The highest revenue multiples tell a different valuation story. They often appear when the target’s current revenue is still limited, but the buyer sees an asset that could become more valuable inside its own platform. In those cases, the visible multiple may reflect technical leverage, data position, product integration, or strategic urgency rather than revenue scale alone.
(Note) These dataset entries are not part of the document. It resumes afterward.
PR #150, opened 2020-04-01
Add images base URL property

### LINKED ISSUE #130: [GitHub][PR Decoration] Private Sonarqube server static images unavailable
**Describe the bug**
Github uses `https://camo.githubusercontent.com/` to proxy any user images on their side and this [cannot be disabled](https://stackoverflow.com/questions/57857193/github-image-without-camo). It means every image should be available for GitHub proxy server, which is impossible with the way of serving static images #80 for private hosted Sonarqube server behind a strict firewall.

**To Reproduce**
1. Setup CE Branch plugin on a private Sonarqube server
2. Use GitHub as a provider
3. Run Sonarqube branch check

**Expected behavior**
Static images are available in GitHub PR checks for private and public accessible Sonarqube servers

**Screenshots**
image

image

**Software Versions**
 - SonarQube Version: Version 7.9.2 (build 30863)
 - Plugin Version: 1.3.0

**Additional context**
Please return back function of `com.github.mc1arke.sonarqube.plugin.branch.image-url-base` and make it optional or provide other way to solve this issue.

Brialius:
Fix #130

### DIFF
--- a/README.md
+++ b/README.md
@@ -30,6 +30,13 @@ To enable setting of several properties in SonarQube on project level is require
 
 The property "projectKey" or "userSlug" are mandatory in order to decide which API endpoint should be used.
 
+## Serving images for PR decoration
+By default, images for PR decoration are served as static resources on the SonarQube server as a part of Community Branch Plugin. 
+
+If you use a SonarQube server behind a firewall and/or PR service (Github, Gitlab etc..) hasn't access to SonarQube server, you should change `Images base URL` property in `General > Pull Request` settings.
+
+Anyone needing to set this value can use the URL `https://raw.githubusercontent.com/mc1arke/sonarqube-community-branch-plugin/master/src/main/resources/static`, or download the files from this location and host them themself.
+
 # Contribution
 To generate the jar file to copy to your Sonar Server execute ```./gradlew clean build``` inside of the project dir. This will put the jar under ```libs/sonarqube-community-branch-plugin*.jar```
 
--- a/src/main/java/com/github/mc1arke/sonarqube/plugin/ce/pullrequest/PullRequestPostAnalysisTask.java
+++ b/src/main/java/com/github/mc1arke/sonarqube/plugin/ce/pullrequest/PullRequestPostAnalysisTask.java
@@ -125,7 +125,7 @@ public class PullRequestPostAnalysisTask implements PostProjectAnalysisTask,
                                     postAnalysisIssueVisitor, qualityGate,
                                     new AnalysisDetails.MeasuresHolder(metricRepository, measureRepository,
                                                                        treeRootHolder), analysis,
-                                    projectAnalysis.getProject(), server.getPublicRootUrl());
+                                    projectAnalysis.getProject(), configuration, server.getPublicRootUrl());
 
         PullRequestBuildStatusDecorator pullRequestDecorator = optionalPullRequestDecorator.get();
         LOGGER.info("using pull request decorator" + pullRequestDecorator.name());
--- a/src/main/java/com/github/mc1arke/sonarqube/plugin/CommunityBranchPlugin.java
+++ b/src/main/java/com/github/mc1arke/sonarqube/plugin/CommunityBranchPlugin.java
@@ -46,6 +46,7 @@ import org.sonar.core.extension.CoreExtension;
 public class CommunityBranchPlugin implements Plugin, CoreExtension {
 
     public static final String PULL_REQUEST_PROVIDER = "sonar.pullrequest.provider";
+    public static final String IMAGE_URL_BASE = "com.github.mc1arke.sonarqube.plugin.branch.image-url-base";
     private static final String PULL_REQUEST_CATEGORY_LABEL = "Pull Request";
     private static final String GITHUB_INTEGRATION_SUBCATEGORY_LABEL = "Integration With Github";
     private static final String GENERAL = "General";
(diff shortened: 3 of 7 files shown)


Brialius:
@don-vip please take a look

Brialius:
Example of base URL: https://raw.githubusercontent.com/mc1arke/sonarqube-community-branch-plugin/master/src/main/resources/static

Brialius:
> Please also document the property in README. I removed it, it must be restored.

Thanks for review!

Instead of previous approach I made new property configurable via server UI with appropriate field description: https://github.com/mc1arke/sonarqube-community-branch-plugin/pull/150/files#diff-6b77d55ef12cf09f58f256a700f17effR93-R97

But you are right, maybe an explanation in the README could be useful to get the clue about new property usage.

4n4n4s:
Hi @Brialius @don-vip 
so adding https://raw.githubusercontent.com/SonarSource/sonarcloud-github-static-resources/gh-pages/v2/ as base URL should work fine right?

Brialius:
> Hi @Brialius @don-vip
> so adding https://raw.githubusercontent.com/SonarSource/sonarcloud-github-static-resources/gh-pages/v2/ as base URL should work fine right?

Hey @4n4n4s 
I suppose any storage with the [same folders structure](https://github.com/mc1arke/sonarqube-community-branch-plugin/tree/master/src/main/resources/static) and images inside should work fine.

Pls notice that there is no trailing slash in base URL

4n4n4s:
> Pls notice that there is no trailing slash in base URL

Maybe we should remove it in case someone configures it with a slash to prevent misconfiguration

Brialius:
> > Pls notice that there is no trailing slash in base URL
> 
> Maybe we should remove it in case someone configures it with a slash to prevent misconfiguration

@4n4n4s 
fixed

Brialius:
@don-vip property description to README is added

Brialius:
@mc1arke could you please take a look at this PR?

README.md
```diff
@@ -30,6 +30,13 @@ To enable setting of several properties in SonarQube on project level is require
 
 The property "projectKey" or "userSlug" are mandatory in order to decide which API endpoint should be used.
 
+## Serving images for PR decoration
+By default, images for PR decoration are served as static resources on the SonarQube server as a part of Community Branch Plugin. 
+
+If you use a SonarQube server behind a firewall and/or PR service (Github, Gitlab etc..) hasn't access to SonarQube server, you should change `Images base URL` property in `General > Pull Request` settings.
+
+It is used to load the images for the PR decoration. [Default public base images URL](https://raw.githubusercontent.com/mc1arke/sonarqube-community-branch-plugin/master/src/main/resources/static).
```
mc1arke, line 38: This line seems confusing. I suspect you're trying to say that `Anyone needing to set this value can use the URL 'https://raw.githubusercontent.com/mc1arke/sonarqube-community-branch-plugin/master/src/main/resources/static', or download the files from this location and host them themself`.

I also have a slight concern about pointing people to master, as I've then either got to keep any old images on master (and therefore included in each plugin release), or risk breaking rendering of user's pull requests if the images in this plugin ever change. I'd potentially ask users to load images off the tag related to their release, but don't know if that over-complicates the setup.

src/main/java/com/github/mc1arke/sonarqube/plugin/ce/pullrequest/PullRequestPostAnalysisTask.java
```diff
@@ -125,7 +125,7 @@ public void finished(PostProjectAnalysisTask.ProjectAnalysis projectAnalysis) {
                                     postAnalysisIssueVisitor, qualityGate,
                                     new AnalysisDetails.MeasuresHolder(metricRepository, measureRepository,
                                                                        treeRootHolder), analysis,
-                                    projectAnalysis.getProject(), server.getPublicRootUrl());
+                                    projectAnalysis.getProject(), configuration, server.getPublicRootUrl());
```
mc1arke, line 128: This class is getting too big judging by the number of constructor parameters. There probably needs to be some refactoring of this class, but I'm happy to pick this up at a later point if needed.

README.md
Brialius: @mc1arke Thanks for review, I've updated README according your recommendation.

Regarding your doubts about pointing to master, unfortunately I see no easy and universal solution to handle possible breaking changing for images hosting without increasing complexity and/or decreasing of flexibility.

\# | Solution | Possible issues | Comment
---|-----------|-----------------|------------
1 | Use static resources | **No issues** | Images are always actual
2 | Input field for URL |  | Manual input
2.1 | Github URL pointing to master | Risk of breaking rendering | Maintainer should keep all previous version of images in master to provide backward compatibility
2.2 | Github URL pointing to tag | Risk of breaking rendering | User should keep this link in-sync with installed version of plugin
2.3 | Self-hosted images  | Risk of breaking rendering | User should keep them in-sync with installed version of plugin
3 | Additional config switch, like `Use official public images URL: yes/no` | **No issues** | Plugin will generate a proper images URL using actual release tag by itself (not clear how to make it works for unreleased snapshots and PRs)

1+2 most simple and pretty flexible
1+3 most reliable but not flexible
1+2+3 flexible but complex from my prospective

Brialius: @mc1arke Could you please provide any suggestion about this?

mc1arke: Sorry for the delayed response. I'm happy to stick with your changes as-is for now.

This is why the top 10 AI M&A deals by revenue multiple should be read separately from the largest AI acquisition deals. Large deal values help explain where capital moved. High revenue multiples help explain where buyers paid a premium relative to the target’s current financial base.
Download Finro’s Q2 2026 Excel dataset with 156 AI acquisitions,14 niches, funding stage, buyer analysis, EV/Revenue, EV/Funding, and source links.
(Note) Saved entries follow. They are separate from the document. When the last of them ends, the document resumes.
PR #153, opened 2020-04-12
fix(binding_action): sonarqube api break change for select by project

ndeitch:
Hi,

I'm running sonarqube **Version 8.2 (build 32929)** and was getting 500 error when trying to set up decorator on project.

The error was `No such method error` then I checked and in this [commit](https://github.com/SonarSource/sonarqube/commit/ace9a50d55d831ec71b7db421aa04d1198392c6c#diff-86b128d8b719827a62a3a81bfb771993L64-R66) on sonarqube the method signature was changed. This fix change method invocation.

This pr should be merged in this branch? Because, I think will break 8.1 support, right?


mc1arke:
I believe this is superseded by #156. If it isn't please rebase your MR onto the updated target branch so it can be reviewed.

ndeitch:
You're right, thanks!

PR #157, opened 2020-04-20
Correctly report coverage back to Gitlab

teake:
GitLab does not have a concept of 'new' coverage, only that of total coverage.
As such, SonarQube should report back the total coverage.

In addition, reporting coverage back is optional, see
https://docs.gitlab.com/ee/api/commits.html#post-the-build-status-to-a-commit.
So if there is no coverage information, we do not report it back. (Otherwise GitLab will erroneously report 0% coverage).

Note that I haven't updated the tests accordingly, so they might fail. I have tested it on my SonarQube instance, and it seems to work correctly.


src/main/java/com/github/mc1arke/sonarqube/plugin/ce/pullrequest/gitlab/GitlabServerPullRequestDecorator.java
```diff
@@ -80,6 +80,9 @@
     public static final String PULLREQUEST_GITLAB_PIPELINE_ID =
             "com.github.mc1arke.sonarqube.plugin.branch.pullrequest.gitlab.pipelineId";
 
+    private static final String NO_COVERAGE_VALUE =
+            "-1";
```
mc1arke, line 84: The new-line doesn't seem right - this should be on the line above

src/main/java/com/github/mc1arke/sonarqube/plugin/ce/pullrequest/gitlab/GitlabServerPullRequestDecorator.java
```diff
@@ -155,10 +158,10 @@ public void decorateQualityGateStatus(AnalysisDetails analysis, AlmSettingDto al
                 }
             }
 
-            String coverageValue = analysis.findQualityGateCondition(CoreMetrics.NEW_COVERAGE_KEY)
+            String coverageValue = analysis.findQualityGateCondition(CoreMetrics.COVERAGE_KEY)
                     .filter(condition -> condition.getStatus() != QualityGate.EvaluationStatus.NO_VALUE)
                     .map(QualityGate.Condition::getValue)
-                    .orElse("0");
+                    .orElse(NO_COVERAGE_VALUE);
```
mc1arke, line 164: Why are we setting it to a value, rather than `null` or potentially just remaining as an optional with a subsequent `hasValue` check?

src/main/java/com/github/mc1arke/sonarqube/plugin/ce/pullrequest/gitlab/GitlabServerPullRequestDecorator.java
teake: The coding converting wasn't clear to me from the previous lines. Feel free to change it though.

src/main/java/com/github/mc1arke/sonarqube/plugin/ce/pullrequest/gitlab/GitlabServerPullRequestDecorator.java
teake: Good question. My Java is a little bit rusty so I went for this option, but I'm happy to take suggestions here.

mc1arke: I'll check where the variable is referenced and get you a suggestion shortly

mc1arke:
The intent of the first part of this MR doesn't seem right. Gitlab doesn't have the concept of new coverage, but we want to report the coverage of lines affected by this MR rather than the whole project, which I believe the existing code is doing. Am I incorrect in my understanding here?

teake:
> The intent of the first part of this MR doesn't seem right. Gitlab doesn't have the concept of new coverage, but we want to report the coverage of lines affected by this MR rather than the whole project, which I believe the existing code is doing. Am I incorrect in my understanding here?

Well, yes and no. GitLab only has the concept of test coverage for the whole project. So when the CI runner parses coverage from a job (see https://docs.gitlab.com/ee/ci/pipelines/settings.html#test-coverage-parsing), that means coverage for the whole codebase on that branch.

While GitLab can show coverage on a MR, this also has the meaning of "coverage for the whole codebase in the source branch". There's an open issue for adding /displaying coverage for just the diff (https://gitlab.com/gitlab-org/gitlab/-/issues/20895), but this is not yet implemented.

So while it might be possible for SonarQube to report back the coverage of just the diff, we should not do this. In GitLab coverage always means coverage of the whole codebase, and reporting something else is confusing at least and misleading at worst. Until GitLab has a native capability to distinguish and display coverage of diffs, we should just report back coverage of the whole codebase IMHO.

teake:
I've made a few additional changes. Since coverage is not always a condition on a Quality Gate, it's better to get its information from a Measure. Also, coverage is not always present, so it should be optionally included in the summary report.

src/main/java/com/github/mc1arke/sonarqube/plugin/ce/pullrequest/gitlab/GitlabServerPullRequestDecorator.java
teake: Still waiting on feedback for this one.

src/main/java/com/github/mc1arke/sonarqube/plugin/ce/pullrequest/AnalysisDetails.java
```diff
@@ -116,20 +116,20 @@ public String getCommitSha() {
...
-        BigDecimal newCoverage =
-                findQualityGateCondition(CoreMetrics.NEW_COVERAGE_KEY)
-                    .filter(condition -> condition.getStatus() != EvaluationStatus.NO_VALUE)
-                    .map(QualityGate.Condition::getValue)
-                    .map(BigDecimal::new)
-                    .orElse(null);
+        BigDecimal newCoverage = findMeasure(CoreMetrics.NEW_COVERAGE_KEY)
+                .map(Measure::getDoubleValue)
+                .map(BigDecimal::new)
+                .orElse(null);
```
teake, line 122: Ok, this doesn't work; it throws `java.lang.IllegalStateException: null`. But the previous way to get to get the new coverage value (via `findQualityGateCondition`) always returns 0% even in cases where it isn't.

@mc1arke Do you have any idea what the correct way to get the new coverage percentage?

teake: To clarify: getting the new coverage via `findQualityGateCondition` will yield 0% if coverage is not a condition on new code. If it is, the it will return the correct value.

PR #151, opened 2020-04-06
Add support for Bitbucket Code Insights

goober:
This change will add support for Bitbucket Code Insights in favor of regular comments when available. It will fall back on the comments strategy when the Code Insights is not available (it is supported in version 5.15 and later).

PR #158, opened 2020-04-20
SonarQube 8.2 support with BitBucket Code Insights

vklindukh:
This PR is based on https://github.com/andrejpetras/sonarqube-community-branch-plugin/tree/sonarqube82 branch with addition change, which implements BitBucket Code Insights functionality https://developer.atlassian.com/server/bitbucket/how-tos/code-insights/


goober:
Great contribution @vklindukh. However there is already an open PR which will add the same functionality. #151 Maybe we can join forces so get a complete support?

vklindukh:
> Great contribution @vklindukh. However there is already an open PR which will add the same functionality. #151 Maybe we can join forces so get a complete support?

Looks good to me

PR #180, opened 2020-06-01
Switch to GitHub Actions

crazy-max:
@mc1arke First of all thank you for offering this plugin!

As a gift, here is a PR that offers a switch to GitHub Action for your CI environment to have a minimum of devops maintenance but also something more versatile.

Live example available here: https://github.com/crazy-max/sonarqube-community-branch-plugin/actions/runs/121906900

## Jobs

There are 3 jobs involved in the workflow used.

### Snapshot

This job is in charge of doing a build at each push and also at a pull request. The jar will be stored in the [temporary artifacts space](https://help.github.com/en/actions/configuring-and-managing-workflows/persisting-workflow-data-using-artifacts) which will allow us to quickly test a PR by downloading it:

image

### Release

This job, as the name implies, will create a release using the plugin you currently have in place (`net.researchgate.release`) and publish it on GitHub:

image

The release will be triggered when **you create a new Git tag** for your release (e.g. `1.3.2`). The release on GitHub will be a draft so that you can edit its description before publishing it:

image

And as it already is, the version will be bumped into `gradle.properties`:

image

### Sonar

This job does the analysis of the project on Sonarcloud. You'll just need to [register some GitHub secrets](https://help.github.com/en/actions/configuring-and-managing-workflows/creating-and-storing-encrypted-secrets#creating-encrypted-secrets-for-a-repository) on your repo:

* `SONAR_TOKEN`: Token from Sonarcloud
* `SONAR_ORG_KEY`: Organization (should be `mc1arke-github` for you)
* `SONAR_PROJECT_KEY`: Project key (should be `mc1arke_sonarqube-community-branch-plugin` for you)

image


.github/workflows/build.yml
```diff
@@ -0,0 +1,178 @@
...
+          key: ${{ runner.os }}-gradle-${{ hashFiles('**/*.gradle*') }}
+          restore-keys: |
+            ${{ runner.os }}-gradle-
+      -
+        name: Sonar
+        run: |
+          ./gradlew sonarqube \
+            -Dsonar.host.url=https://sonarcloud.io \
+            -Dsonar.organization=${SONAR_ORG_KEY} \
+            -Dsonar.projectKey=${SONAR_PROJECT_KEY}
```
mc1arke, line 173: I've not tried executing this, but does it not need to specify `-Dsonar.pullrequest.*` or `-Dsonar.branch.*` to prevent reporting of changes against the master branch?

.github/workflows/build.yml
```diff
@@ -0,0 +1,178 @@
+name: build
+
+on:
+  push:
+    branches:
+      - 'master'
+      - 'sq-*'
```
mc1arke, line 7: Any reason for only building on push to these these branches? Whilst the PR job will pick up the build if targeting master or one of the (unreleased) support branches, I'd actually expect to run LTS releases from `release/*` which wouldn't be covered under these patterns. Ideally I'd run the action on all PRs and Pushes, but didn't know if there was a reason you'd applied these restrictions.

.github/workflows/build.yml
crazy-max: @mc1arke SonarQube Gradle plugin takes of it like Maven one or I miss something

.github/workflows/build.yml
crazy-max: @mc1arke Yes you're right we could build for all branches that's not a problem.

.github/workflows/build.yml
mc1arke: Not that I'm aware of, but I'll check. As far as I was aware, it always treats the current branch as the primary branch (normally master) unless you explicitly tell it otherwise.

crazy-max: @mc1arke Ok I will check this out too. We can make some tests [on my fork](https://github.com/crazy-max/sonarqube-community-branch-plugin) if you want, I have enabled Sonarcloud on it: https://sonarcloud.io/dashboard?id=crazy-max_sonarqube-community-branch-plugin

.github/workflows/build.yml
```diff
@@ -0,0 +1,220 @@
...
+              -Dsonar.pullrequest.base=${{ github.event.base_ref }}
+          else
+            ./gradlew sonarqube \
+              -Dsonar.pullrequest.provider=github \
+              -Dsonar.pullrequest.github.repository=${{ github.repository }} \
+              -Dsonar.host.url=https://sonarcloud.io \
+              -Dsonar.organization=${SONAR_ORG_KEY} \
+              -Dsonar.projectKey=${SONAR_PROJECT_KEY} \
+              -Dsonar.branch.name=${GITHUB_REF##*/}
+          fi
```
crazy-max, line 215: @mc1arke I have made some changes to handle Sonarcloud parameters correctly. Now we handle all branches, pull request and releases: https://sonarcloud.io/dashboard?id=crazy-max_sonarqube-community-branch-plugin

image

image

image

mc1arke:

crazy-max:
@mc1arke You're welcome! Looks like it's working great: https://github.com/mc1arke/sonarqube-community-branch-plugin/actions/runs/127541420

PR #182, opened 2020-06-06
Support for bitbucket cloud code insights

marvin-w:
### Intention

This PR intends to provide support for the code insights feature for bitbucket cloud.

### History

Since about 2 months bitbucket cloud also has a code insights feature that one can use. After checking the differences between the cloud and the server implementation it is however not possible to completely reuse the server logic due to renamed/missing fields in the cloud version.

I haven't changed any public facing API (configs, properties, decorators) in this PR which allows @mc1arke to keep it up to date with the other sonarqube versions.

### Additions

* The API is fully functional now for both the server and the cloud version. One development limitation is that Bitbucket actually checks the URL and doesn't allow localhost URLs. That's why someone testing this with a local instance or an instance whose DNS isn't publicly accessible (not confirmed) might have troubles.
* I tried to create a wiki page for this new decorator, however according to https://github.community/t/how-to-fork-a-wiki-and-send-a-pr/2006 it is currently not possible to fork a wiki repository. Is it possible to be granted access to feature branches for the wiki git - then I could create a PR. Alternatively, setting up a dedicated wiki repository could also make sense in case other people are interested in contributing to it.

### Screenshots

image

image

### DIFF
--- a/README.md
+++ b/README.md
@@ -13,7 +13,7 @@ Use the following table to find the correct plugin version for each SonarQube ve
 
 SonarQube Version | Plugin Version
 ------------------|---------------
-7.8 - 8.0         | 1.3.0
+7.8 - 8.0         | 1.3.1
 7.4 - 7.7         | 1.0.2
 
 # Features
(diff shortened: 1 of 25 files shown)


marvin-w:
Due to branching issues I created a new one: #185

Largest AI M&A Deals and Highest AI M&A Multiples Show Different Signals
Deal size and EV/Revenue multiple are both useful, but they point to different parts of the acquisition story.
Largest AI M&A deals
Large deal values usually reflect scale, revenue base, customer reach, platform maturity, or strategic consolidation.
- Capital committed to the transaction
- Scale of the acquired business
- Enterprise customer base or platform reach
- Strategic importance to the buyer's broader stack
Highest AI M&A revenue multiples
High EV/Revenue multiples usually reflect aggressive pricing relative to current revenue, often because the buyer sees strategic value beyond the visible financial base.
- Technical leverage or hard-to-build capabilities
- Proprietary data, workflows, or decision layers
- Buyer-specific product fit or roadmap urgency
- Small current revenue base relative to expected future value
Source: Finro AI M&A Multiples Q2 2026 database. Comparison based on Finro's review of AI acquisition transaction values and EV/Revenue multiples.
- 1 AI M&A multiples vary widely because buyers are pricing different assets. Some acquisitions are priced near broader software benchmarks, while others reflect technical leverage, proprietary data, product fit, or buyer-specific urgency.
- 2 The highest EV/Revenue multiples are not always attached to the largest AI deals. Deal size shows how much capital the buyer committed. Revenue multiple shows how aggressively the buyer priced the target relative to current or estimated revenue.
- 3 Premium AI M&A multiples usually need a strategic explanation. Buyers may pay high multiples when the target strengthens an AI stack, controls useful data, owns an important workflow, or helps the buyer accelerate a product roadmap.
- 4 The visible multiple may not be the buyer's internal multiple. Publicly visible EV/Revenue multiples often rely on current or estimated revenue, while buyers may underwrite the deal using projected revenue, integration upside, product expansion, or internal strategic assumptions.
- 5 Stage alone does not explain premium AI acquisition pricing. The top 10 list includes Seed, Series A, Series B, Series C, Series D, and bootstrapped companies, which suggests strategic relevance can matter more than maturity.
- 6 Extreme AI M&A multiples should be treated as case studies, not generic benchmarks. The useful question is why a specific buyer paid that multiple, and whether the same strategic logic applies to the company being valued.